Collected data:
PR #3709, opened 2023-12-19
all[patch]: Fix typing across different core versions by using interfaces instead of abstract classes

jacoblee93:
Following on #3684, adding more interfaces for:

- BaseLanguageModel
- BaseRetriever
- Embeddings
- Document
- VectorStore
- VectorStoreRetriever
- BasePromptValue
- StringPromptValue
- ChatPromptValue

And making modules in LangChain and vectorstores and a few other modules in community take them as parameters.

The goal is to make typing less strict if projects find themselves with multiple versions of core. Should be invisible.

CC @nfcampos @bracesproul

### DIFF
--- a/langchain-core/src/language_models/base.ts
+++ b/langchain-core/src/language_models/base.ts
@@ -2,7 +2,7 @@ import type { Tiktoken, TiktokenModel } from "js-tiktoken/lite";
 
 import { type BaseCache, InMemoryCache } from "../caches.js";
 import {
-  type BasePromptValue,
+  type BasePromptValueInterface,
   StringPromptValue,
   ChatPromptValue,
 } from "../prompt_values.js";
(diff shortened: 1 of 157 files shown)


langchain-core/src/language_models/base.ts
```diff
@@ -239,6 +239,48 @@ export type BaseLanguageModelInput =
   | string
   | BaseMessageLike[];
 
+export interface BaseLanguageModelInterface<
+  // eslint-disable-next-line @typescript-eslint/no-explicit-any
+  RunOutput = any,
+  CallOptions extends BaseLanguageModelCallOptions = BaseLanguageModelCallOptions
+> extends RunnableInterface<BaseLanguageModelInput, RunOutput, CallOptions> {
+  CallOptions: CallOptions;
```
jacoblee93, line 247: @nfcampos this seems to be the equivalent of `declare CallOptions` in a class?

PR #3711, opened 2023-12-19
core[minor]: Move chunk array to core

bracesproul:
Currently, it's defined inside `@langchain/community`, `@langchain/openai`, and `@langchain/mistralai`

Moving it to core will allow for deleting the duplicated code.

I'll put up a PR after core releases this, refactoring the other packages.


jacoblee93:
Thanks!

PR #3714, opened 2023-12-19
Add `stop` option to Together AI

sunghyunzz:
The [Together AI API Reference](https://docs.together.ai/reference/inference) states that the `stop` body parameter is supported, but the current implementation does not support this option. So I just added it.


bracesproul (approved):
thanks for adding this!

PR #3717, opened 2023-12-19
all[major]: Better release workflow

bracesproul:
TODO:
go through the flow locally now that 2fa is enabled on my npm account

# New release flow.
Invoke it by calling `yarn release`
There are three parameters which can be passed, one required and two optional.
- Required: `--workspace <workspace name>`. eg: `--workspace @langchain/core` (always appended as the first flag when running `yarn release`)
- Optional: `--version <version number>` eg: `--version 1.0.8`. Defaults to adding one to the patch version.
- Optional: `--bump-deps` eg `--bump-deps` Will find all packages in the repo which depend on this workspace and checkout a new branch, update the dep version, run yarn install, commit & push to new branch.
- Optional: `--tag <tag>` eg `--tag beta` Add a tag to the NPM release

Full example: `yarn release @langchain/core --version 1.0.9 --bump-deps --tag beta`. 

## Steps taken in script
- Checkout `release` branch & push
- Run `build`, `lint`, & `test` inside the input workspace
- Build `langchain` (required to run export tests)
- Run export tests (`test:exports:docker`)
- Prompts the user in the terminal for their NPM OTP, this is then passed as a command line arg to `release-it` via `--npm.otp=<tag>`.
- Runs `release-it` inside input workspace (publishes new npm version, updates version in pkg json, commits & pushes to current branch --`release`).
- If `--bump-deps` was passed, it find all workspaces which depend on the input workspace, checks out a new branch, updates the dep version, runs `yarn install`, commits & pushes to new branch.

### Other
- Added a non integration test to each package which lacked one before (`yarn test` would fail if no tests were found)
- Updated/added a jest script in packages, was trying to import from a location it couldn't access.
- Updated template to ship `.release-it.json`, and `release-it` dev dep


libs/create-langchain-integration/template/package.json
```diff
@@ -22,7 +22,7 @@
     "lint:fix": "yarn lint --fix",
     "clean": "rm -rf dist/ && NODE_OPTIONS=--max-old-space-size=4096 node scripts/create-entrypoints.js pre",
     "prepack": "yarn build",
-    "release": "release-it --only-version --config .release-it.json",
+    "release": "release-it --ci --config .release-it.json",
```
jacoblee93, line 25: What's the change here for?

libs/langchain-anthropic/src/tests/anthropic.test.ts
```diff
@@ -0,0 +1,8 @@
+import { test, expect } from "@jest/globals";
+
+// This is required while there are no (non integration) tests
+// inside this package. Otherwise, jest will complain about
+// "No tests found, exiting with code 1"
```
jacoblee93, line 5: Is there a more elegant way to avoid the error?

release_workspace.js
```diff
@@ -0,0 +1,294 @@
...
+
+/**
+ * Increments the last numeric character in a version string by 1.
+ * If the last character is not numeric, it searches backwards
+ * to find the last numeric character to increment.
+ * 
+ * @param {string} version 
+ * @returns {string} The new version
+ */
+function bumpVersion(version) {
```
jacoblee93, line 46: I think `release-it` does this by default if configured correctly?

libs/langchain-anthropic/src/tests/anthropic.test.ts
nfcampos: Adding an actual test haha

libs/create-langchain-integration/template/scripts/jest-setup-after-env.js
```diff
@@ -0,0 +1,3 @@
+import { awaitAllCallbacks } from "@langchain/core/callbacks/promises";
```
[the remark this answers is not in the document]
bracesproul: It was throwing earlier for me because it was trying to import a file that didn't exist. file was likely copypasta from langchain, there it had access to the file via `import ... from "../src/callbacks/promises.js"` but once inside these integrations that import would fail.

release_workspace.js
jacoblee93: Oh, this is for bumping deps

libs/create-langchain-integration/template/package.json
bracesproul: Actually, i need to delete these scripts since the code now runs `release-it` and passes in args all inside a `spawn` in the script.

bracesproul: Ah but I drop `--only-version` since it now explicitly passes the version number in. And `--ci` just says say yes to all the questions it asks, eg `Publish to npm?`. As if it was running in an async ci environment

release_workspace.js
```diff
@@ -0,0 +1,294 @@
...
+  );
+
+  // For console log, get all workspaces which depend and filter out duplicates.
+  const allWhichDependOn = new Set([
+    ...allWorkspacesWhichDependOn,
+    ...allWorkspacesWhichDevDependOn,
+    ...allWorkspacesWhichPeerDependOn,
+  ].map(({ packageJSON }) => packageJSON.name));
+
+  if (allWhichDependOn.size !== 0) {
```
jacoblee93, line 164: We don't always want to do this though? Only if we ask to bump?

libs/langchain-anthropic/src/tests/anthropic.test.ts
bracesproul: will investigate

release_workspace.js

--

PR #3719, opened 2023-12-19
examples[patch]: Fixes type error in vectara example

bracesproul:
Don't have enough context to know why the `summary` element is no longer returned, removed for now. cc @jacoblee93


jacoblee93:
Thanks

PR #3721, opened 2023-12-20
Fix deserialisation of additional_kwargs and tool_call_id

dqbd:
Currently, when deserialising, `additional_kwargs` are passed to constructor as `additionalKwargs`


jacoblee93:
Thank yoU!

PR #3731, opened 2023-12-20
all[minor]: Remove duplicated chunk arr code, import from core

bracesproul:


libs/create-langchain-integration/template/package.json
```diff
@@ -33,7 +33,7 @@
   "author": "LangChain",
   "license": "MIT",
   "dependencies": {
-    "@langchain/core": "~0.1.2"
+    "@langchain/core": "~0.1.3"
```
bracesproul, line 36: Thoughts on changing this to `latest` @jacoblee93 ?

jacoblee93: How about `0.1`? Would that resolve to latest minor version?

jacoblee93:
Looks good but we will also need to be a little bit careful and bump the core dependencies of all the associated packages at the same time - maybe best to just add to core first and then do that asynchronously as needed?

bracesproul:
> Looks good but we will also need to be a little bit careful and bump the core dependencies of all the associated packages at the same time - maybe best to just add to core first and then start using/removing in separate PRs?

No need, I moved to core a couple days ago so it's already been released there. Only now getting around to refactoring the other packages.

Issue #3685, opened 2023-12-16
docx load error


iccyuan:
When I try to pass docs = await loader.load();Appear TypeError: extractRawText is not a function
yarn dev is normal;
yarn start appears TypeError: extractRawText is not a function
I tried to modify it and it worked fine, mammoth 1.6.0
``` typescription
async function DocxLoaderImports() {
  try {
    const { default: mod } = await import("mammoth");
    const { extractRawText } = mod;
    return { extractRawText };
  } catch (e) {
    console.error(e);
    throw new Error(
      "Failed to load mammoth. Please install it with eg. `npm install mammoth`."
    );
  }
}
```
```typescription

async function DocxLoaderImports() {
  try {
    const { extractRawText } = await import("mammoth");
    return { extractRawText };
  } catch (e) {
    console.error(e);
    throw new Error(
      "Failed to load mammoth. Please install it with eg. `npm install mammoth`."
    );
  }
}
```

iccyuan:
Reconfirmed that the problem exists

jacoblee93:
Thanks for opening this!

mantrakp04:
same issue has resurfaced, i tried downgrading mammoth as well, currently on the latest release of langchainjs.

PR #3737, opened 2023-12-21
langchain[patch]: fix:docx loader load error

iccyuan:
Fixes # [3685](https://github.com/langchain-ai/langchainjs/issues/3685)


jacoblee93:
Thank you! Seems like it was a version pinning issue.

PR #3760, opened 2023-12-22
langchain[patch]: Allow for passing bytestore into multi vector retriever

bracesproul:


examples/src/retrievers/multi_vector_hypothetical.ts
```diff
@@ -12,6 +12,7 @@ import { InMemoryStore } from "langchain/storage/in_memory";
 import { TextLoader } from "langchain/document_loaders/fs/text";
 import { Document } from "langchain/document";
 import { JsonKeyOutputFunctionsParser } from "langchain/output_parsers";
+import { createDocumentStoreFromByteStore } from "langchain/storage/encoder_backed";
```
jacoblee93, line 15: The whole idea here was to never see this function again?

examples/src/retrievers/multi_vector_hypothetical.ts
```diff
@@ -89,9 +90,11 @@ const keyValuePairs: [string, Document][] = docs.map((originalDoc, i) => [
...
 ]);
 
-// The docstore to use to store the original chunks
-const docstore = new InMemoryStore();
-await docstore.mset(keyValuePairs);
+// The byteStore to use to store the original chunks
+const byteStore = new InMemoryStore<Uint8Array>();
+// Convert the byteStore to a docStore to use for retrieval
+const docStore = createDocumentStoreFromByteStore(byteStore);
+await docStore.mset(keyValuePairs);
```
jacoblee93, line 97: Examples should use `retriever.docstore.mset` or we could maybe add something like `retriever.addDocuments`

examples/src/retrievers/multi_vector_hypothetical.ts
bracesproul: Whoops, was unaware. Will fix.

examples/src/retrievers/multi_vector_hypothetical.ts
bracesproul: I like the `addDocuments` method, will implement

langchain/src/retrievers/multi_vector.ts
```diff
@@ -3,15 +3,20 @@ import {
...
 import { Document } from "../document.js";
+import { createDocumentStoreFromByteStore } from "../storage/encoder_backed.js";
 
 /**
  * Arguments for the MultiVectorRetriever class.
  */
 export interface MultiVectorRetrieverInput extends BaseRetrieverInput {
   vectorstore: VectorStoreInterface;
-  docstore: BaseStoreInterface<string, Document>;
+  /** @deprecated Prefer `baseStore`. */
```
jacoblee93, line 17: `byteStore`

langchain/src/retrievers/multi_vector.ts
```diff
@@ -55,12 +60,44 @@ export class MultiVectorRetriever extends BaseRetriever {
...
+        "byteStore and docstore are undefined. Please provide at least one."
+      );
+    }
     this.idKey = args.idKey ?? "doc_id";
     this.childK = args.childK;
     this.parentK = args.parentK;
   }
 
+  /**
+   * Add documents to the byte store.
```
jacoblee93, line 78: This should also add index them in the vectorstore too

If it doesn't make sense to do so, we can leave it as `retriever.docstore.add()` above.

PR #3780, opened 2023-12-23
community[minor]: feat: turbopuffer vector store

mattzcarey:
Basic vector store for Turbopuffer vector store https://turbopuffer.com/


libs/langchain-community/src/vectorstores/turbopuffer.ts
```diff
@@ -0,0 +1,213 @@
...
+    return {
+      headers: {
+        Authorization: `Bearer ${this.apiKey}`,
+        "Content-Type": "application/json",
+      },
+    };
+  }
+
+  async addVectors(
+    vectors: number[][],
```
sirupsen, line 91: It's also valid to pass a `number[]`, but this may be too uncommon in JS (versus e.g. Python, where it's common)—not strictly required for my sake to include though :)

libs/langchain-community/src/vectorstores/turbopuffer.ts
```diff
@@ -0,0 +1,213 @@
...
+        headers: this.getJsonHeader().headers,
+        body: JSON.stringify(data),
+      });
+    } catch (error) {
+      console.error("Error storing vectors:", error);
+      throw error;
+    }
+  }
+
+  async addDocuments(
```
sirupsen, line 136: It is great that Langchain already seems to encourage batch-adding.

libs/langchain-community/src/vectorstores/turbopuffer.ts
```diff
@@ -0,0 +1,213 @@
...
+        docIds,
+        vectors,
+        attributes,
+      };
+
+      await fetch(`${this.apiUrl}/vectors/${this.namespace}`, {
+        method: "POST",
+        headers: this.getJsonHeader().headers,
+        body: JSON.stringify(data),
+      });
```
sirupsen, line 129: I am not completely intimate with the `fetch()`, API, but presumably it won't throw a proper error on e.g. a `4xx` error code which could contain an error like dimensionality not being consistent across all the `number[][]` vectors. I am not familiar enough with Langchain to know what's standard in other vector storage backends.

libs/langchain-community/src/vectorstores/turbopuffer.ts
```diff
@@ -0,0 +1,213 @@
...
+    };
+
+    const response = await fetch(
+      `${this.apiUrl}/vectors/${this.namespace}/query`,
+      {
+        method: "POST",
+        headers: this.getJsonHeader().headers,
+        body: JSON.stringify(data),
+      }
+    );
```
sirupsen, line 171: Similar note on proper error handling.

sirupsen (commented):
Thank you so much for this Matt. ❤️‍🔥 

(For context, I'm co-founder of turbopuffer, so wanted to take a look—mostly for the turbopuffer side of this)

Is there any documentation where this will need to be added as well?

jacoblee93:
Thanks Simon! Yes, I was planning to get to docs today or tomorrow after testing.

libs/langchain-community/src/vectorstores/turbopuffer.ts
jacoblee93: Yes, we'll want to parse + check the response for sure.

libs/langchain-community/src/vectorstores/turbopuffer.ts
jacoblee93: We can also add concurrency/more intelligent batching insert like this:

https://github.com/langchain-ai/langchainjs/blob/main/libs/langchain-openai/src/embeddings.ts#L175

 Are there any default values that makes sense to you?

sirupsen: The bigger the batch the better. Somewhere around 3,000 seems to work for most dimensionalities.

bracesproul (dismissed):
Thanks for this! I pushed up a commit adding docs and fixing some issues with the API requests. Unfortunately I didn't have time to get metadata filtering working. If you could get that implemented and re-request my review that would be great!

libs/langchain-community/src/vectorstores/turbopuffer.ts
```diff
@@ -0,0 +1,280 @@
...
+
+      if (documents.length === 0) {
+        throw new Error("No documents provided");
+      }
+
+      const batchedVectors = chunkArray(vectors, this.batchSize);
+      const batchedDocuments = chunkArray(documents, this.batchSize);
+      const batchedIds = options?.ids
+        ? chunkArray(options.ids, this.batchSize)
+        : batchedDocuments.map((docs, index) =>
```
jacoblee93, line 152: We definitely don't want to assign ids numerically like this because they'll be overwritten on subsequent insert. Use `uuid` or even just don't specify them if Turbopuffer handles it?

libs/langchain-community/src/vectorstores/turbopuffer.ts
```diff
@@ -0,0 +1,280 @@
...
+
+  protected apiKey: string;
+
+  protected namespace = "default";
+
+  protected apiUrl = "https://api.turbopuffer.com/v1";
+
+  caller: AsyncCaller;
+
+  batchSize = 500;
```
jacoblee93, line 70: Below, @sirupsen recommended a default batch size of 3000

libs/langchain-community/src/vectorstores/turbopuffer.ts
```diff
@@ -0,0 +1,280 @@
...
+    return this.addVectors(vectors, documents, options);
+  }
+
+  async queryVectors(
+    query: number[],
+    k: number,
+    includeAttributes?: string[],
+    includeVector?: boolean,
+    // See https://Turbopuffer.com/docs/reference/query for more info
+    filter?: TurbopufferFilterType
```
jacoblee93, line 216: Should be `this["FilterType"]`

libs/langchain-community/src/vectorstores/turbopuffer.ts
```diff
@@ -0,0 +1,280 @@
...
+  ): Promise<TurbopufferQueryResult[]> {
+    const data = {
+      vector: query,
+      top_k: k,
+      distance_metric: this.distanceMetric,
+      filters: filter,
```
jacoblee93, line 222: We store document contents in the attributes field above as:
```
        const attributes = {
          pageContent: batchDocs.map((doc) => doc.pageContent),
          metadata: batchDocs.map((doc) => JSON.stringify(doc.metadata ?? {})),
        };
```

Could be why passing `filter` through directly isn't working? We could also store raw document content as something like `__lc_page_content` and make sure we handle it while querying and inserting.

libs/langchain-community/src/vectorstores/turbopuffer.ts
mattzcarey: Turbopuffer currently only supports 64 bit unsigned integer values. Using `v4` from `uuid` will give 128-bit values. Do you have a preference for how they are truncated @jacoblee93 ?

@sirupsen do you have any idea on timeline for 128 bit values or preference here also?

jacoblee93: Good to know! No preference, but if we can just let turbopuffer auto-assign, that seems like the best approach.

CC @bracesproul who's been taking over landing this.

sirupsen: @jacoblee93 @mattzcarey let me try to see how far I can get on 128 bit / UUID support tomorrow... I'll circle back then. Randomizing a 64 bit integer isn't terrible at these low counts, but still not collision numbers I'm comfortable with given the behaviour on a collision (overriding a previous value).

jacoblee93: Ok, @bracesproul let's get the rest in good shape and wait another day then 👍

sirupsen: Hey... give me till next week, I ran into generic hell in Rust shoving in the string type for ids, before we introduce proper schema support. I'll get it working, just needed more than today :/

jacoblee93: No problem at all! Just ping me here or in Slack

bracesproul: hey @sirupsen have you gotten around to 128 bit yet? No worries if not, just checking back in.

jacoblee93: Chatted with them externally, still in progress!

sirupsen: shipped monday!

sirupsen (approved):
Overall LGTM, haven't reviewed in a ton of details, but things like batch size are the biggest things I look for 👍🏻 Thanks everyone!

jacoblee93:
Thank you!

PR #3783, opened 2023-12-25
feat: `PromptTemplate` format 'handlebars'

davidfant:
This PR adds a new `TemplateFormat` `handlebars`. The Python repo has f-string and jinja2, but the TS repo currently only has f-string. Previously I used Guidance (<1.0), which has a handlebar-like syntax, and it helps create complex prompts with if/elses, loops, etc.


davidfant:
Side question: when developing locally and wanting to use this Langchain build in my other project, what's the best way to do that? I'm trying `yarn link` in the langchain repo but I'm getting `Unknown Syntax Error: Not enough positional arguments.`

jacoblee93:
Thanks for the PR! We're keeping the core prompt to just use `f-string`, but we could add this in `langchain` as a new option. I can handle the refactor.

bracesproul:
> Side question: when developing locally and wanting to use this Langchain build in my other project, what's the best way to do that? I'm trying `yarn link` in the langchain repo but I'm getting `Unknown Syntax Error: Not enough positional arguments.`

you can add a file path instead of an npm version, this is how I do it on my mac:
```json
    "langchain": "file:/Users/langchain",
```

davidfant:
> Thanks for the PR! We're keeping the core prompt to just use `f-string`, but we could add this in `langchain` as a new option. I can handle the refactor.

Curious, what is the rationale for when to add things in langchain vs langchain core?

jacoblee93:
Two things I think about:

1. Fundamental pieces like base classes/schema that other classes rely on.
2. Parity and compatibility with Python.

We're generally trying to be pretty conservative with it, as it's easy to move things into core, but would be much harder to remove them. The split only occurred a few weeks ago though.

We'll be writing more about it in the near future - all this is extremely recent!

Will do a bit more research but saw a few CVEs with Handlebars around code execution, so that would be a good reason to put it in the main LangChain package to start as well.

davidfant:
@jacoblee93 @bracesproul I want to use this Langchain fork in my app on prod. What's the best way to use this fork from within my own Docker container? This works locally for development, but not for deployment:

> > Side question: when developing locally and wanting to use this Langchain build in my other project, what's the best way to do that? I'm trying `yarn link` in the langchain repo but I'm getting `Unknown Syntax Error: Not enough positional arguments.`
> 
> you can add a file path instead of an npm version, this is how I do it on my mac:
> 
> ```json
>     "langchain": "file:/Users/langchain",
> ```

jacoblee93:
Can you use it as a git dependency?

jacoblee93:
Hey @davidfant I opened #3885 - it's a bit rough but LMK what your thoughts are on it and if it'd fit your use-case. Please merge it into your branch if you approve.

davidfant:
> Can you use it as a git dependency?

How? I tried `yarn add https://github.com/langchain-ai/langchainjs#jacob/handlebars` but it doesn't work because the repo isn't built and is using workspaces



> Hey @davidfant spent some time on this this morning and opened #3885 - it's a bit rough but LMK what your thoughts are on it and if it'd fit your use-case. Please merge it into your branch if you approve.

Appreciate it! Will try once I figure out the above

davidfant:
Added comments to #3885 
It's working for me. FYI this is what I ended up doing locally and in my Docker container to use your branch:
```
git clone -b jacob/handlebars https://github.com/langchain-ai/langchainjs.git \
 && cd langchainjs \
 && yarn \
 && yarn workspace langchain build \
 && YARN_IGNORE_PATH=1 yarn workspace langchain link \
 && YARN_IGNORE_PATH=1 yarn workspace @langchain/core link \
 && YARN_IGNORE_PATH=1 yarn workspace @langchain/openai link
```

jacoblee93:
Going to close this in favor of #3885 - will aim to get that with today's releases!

Task —
Give back precisely the lines above that start at the line containing "PR #3709, opened 2023-12-19" and end at the line containing "- BasePromptValue", inclusive. No other lines belong in the output.

Written answer —
PR #3709, opened 2023-12-19
all[patch]: Fix typing across different core versions by using interfaces instead of abstract classes

jacoblee93:
Following on #3684, adding more interfaces for:

- BaseLanguageModel
- BaseRetriever
- Embeddings
- Document
- VectorStore
- VectorStoreRetriever
- BasePromptValue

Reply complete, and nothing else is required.